View a complete list of pages giving proofs of equivalence of definitions

Statement

The following are equivalent for an integral domain:

• It is a unique factorization domain as well as a one-dimensional domain: every nonzero prime ideal in it is maximal.
• It is a principal ideal domain.

Facts used

1. PID implies UFD
2. PID implies one-dimensional
3. Principal ideal ring iff every prime ideal is principal
4. Unique factorization implies every irreducible is prime

Proof

Principal ideal domain implies unique factorization domain and one-dimensional

This follows from facts (1) and (2).

Unique factorization and one-dimensional implies principal ideal domain

By fact (3), it suffices to show that every prime ideal is principal. In fact, it suffices to show that every nonzero prime ideal is principal, because the zero ideal is principal.

Given: A unique factorization domain ${\displaystyle R}$ where every nonzero prime ideal is maximal.

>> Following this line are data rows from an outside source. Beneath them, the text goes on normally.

PR #1404, opened 2025-05-21
fix: the new prompt wont stop the process properly

Randall-Jiang:
## Problem
When a new prompt was sent while the first was still processing, the telemetry emission for the cancelled prompt was happening before the request was aborted, which prevented the system from properly handling the second prompt.

## Solution
Moved the telemetry emission to occur after the request is aborted

https://github.com/user-attachments/assets/d60d4ed2-b31a-496d-8147-800bc864721b

## License

### DIFF
--- a/server/aws-lsp-codewhisperer/src/language-server/agenticChat/agenticChatController.ts
+++ b/server/aws-lsp-codewhisperer/src/language-server/agenticChat/agenticChatController.ts
@@ -427,11 +427,12 @@ export class AgenticChatController implements ChatHandlers {
                     session.pairProgrammingMode,
                     session.getConversationType()
                 )
-                await this.#telemetryController.emitAddMessageMetric(params.tabId, metric.metric, 'Cancelled')
 
                 session.abortRequest()
                 void this.#invalidateAllShellCommands(params.tabId, session)
                 session.rejectAllDeferredToolExecutions(new CancellationError('user'))
+
+                await this.#telemetryController.emitAddMessageMetric(params.tabId, metric.metric, 'Cancelled')
             })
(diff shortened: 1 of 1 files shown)


tsmithsz (approved):

server/aws-lsp-codewhisperer/src/language-server/agenticChat/agenticChatController.ts
```diff
@@ -427,11 +427,12 @@ export class AgenticChatController implements ChatHandlers {
                     session.pairProgrammingMode,
                     session.getConversationType()
                 )
-                await this.#telemetryController.emitAddMessageMetric(params.tabId, metric.metric, 'Cancelled')
 
                 session.abortRequest()
                 void this.#invalidateAllShellCommands(params.tabId, session)
                 session.rejectAllDeferredToolExecutions(new CancellationError('user'))
+
```
laileni-aws, line 434: How does this impact the streaming? due to latency of emitting the telemetry?

Randall-Jiang: I think the await statement delay the actual cancellation. And if telemetry call takes time or fails, it will block the cancellation.

tsmithsz: I think it has to do with the order of operations. Due to the latency of emitting the telemetry there is a delay before the request is aborted

laileni-aws: Got it thank you.

laileni-aws (approved):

To prove: Every nonzero prime ideal in ${\displaystyle R}$ is principal.

Proof: Suppose ${\displaystyle P}$ is a nonzero prime ideal in ${\displaystyle R}$. Since ${\displaystyle P}$ is nonzero, there exists ${\displaystyle 0\neq a\in P}$. Since ${\displaystyle R}$ is a unique factorization domain, we can factor ${\displaystyle a}$ as a product of irreducibles, say:

${\displaystyle a=up_{1}p_{2}\dots p_{r}}$

with ${\displaystyle u}$ a unit and ${\displaystyle p_{i}}$ prime.

Note that the factorization is nontrivial since ${\displaystyle a}$ is not a unit (if ${\displaystyle a}$ were a unit, ${\displaystyle P=R}$ would not be prime). Thus, ${\displaystyle p_{1}p_{2}\dots p_{r}\in P}$, and since ${\displaystyle P}$ is prime, there exists some ${\displaystyle p_{i}\in P}$. But then, since ${\displaystyle R}$ is a unique factorization domain, fact (4) tells us that ${\displaystyle p_{i}}$ is prime. Thus, the ideal ${\displaystyle (p_{i})}$ is a nonzero prime ideal of ${\displaystyle R}$ contained in ${\displaystyle P}$. Thus, by assumption, ${\displaystyle (p_{i})}$ is maximal, so ${\displaystyle (p_{i})=P}$, so ${\displaystyle P}$ is principal.